What Do 220,000,000,000 Data Points Look Like?

Update (Nov. 3, 2014): The map now contains 160 million activities and 375,000,000,000 points.

Recently we released a global heatmap of 77,688,848 rides and 19,660,163 runs from the Strava dataset. This was more of an engineering challenge to create a visualization of that size than anything else. But still, the map has raised many questions about how and where people run and ride. Some of these can only be answered using the raw data, which is addressed by our Metro product.

The code to generate the map is the grandchild of a heatmap I built almost two years ago. Last year the code was cleaned up and became the Personal Heatmaps feature on Strava. This time it has been refactored to handle the large dataset by reading from mmapped files stored on disk.

To start out, the world is broken up into regions presented by zoom level 8 tiles. Each one of these regions has a file containing the sorted set of key/values where the key is the pixel zoom and quadkey and the value is the count of GPS points. The quadkeys make it so all the data for a tile is stored sequentially in the file. Pixels with no GPS points are excluded and only every 3rd zoom level is stored in the file. The values for missing zooms can be found by adding the 4 to 16 values from higher zoom levels. Skipping zoom levels saves a bit a disk space, but it also preloads into memory the region of the file needed for deeper zooms.

This results in about 9000 files (6300 for rides, 4700 for runs) that are all opened as memory mapped files when the server starts. When a request for a tile comes in, the server finds the corresponding file handle and does a binary search on the keys. Since the info for the tile is stored sequentially in this file, it can do a fast read and build a 2D array of the number of GPS points in each pixel of the tile. Now those values need to be normalized to a value between 0 and 1 and colorizer.

The normalization is very local, taking into account the 8 neighboring tiles. For each tile the 95% percentile, non-zero, GPS count is computed. These values are averaged into 4 corner “heatmax” values for the current tile. The count for every pixel is divided by the bilinear interpolation of those values, capped at 1. This [0,1] value is used to color each pixel using a gradient function. You can see the local effect on roads that branch away from popular routes.

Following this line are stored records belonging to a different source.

PR #14789, opened 2015-04-07
introducing kf-file-change directive and re-disabling debug info in production

2is10:
@andrewconner

### DIFF
--- a/kifi-backend/modules/shoebox/angular/src/layout/main/MainCtrl.js
+++ b/kifi-backend/modules/shoebox/angular/src/layout/main/MainCtrl.js
@@ -117,20 +117,18 @@ angular.module('kifi')
 
     $scope.disableBookmarkImport = true;
 
-    $scope.allowUpload = function (elem) {
-      $scope.$apply(function () {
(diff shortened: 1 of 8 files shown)


kifi-backend/modules/shoebox/angular/src/layout/main/MainCtrl.js
```diff
@@ -179,11 +177,11 @@ angular.module('kifi')
...
 
           var tooSlowTimer = $timeout(function () {
-            $scope.importFileStatus = 'Your bookmarks are still uploading... Hang tight!';
+            $scope.importFileStatus = 'Uploading... Hang tight!';
             $scope.disableBookmarkImport = false;
-          }, 8000);
+          }, 3000);
 
-          $scope.importFileStatus = 'Uploading! May take a bit, especially if you have a lot of links.';
+          $scope.importFileStatus = '';
```
2is10, line 184: Showing that message instantly (in dark orange) and only very briefly, in the success case, looked like an error. Now only showing a message after 3 seconds.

This is all done on the fly (minus memcache and a CDN) and takes about 200 milliseconds per tile. Why serve on the fly? Well, the ride map has 106,991,000 unique tiles, times three colors, plus the run and both versions and you’ve got a lot of S3 objects. This saves that step and lets me update parts of the map and tweak or add colors as needed.

Everything is hosted on a single c1.xlarge EC2 instance which maxes out at about 150 tiles a second. Because the files are memory mapped, the OS does all the caching. Still, the process is IO bound as users are accessing the map all over the world. Using an SSD backed instance solves the IO issues, but they’re way more expensive. Given that the CDN serves most of the tiles, I figured small slowdowns from IO bottlenecks are okay. This only happens when we have huge traffic, like when being featured on a Belgian national news site.

There have been a lot of suggestions on different types of maps to create, but I’m not really sure what’s next for this map, or the code. I think incorporating direction of travel could look really cool, but right now I’m more interested in using the map data. If you think about it, the heatmap is just a density distribution of GPS points. A "noisy" GPS stream could be corrected using these probabilities. The Slide Tool represents some of my initial thinking in this direction.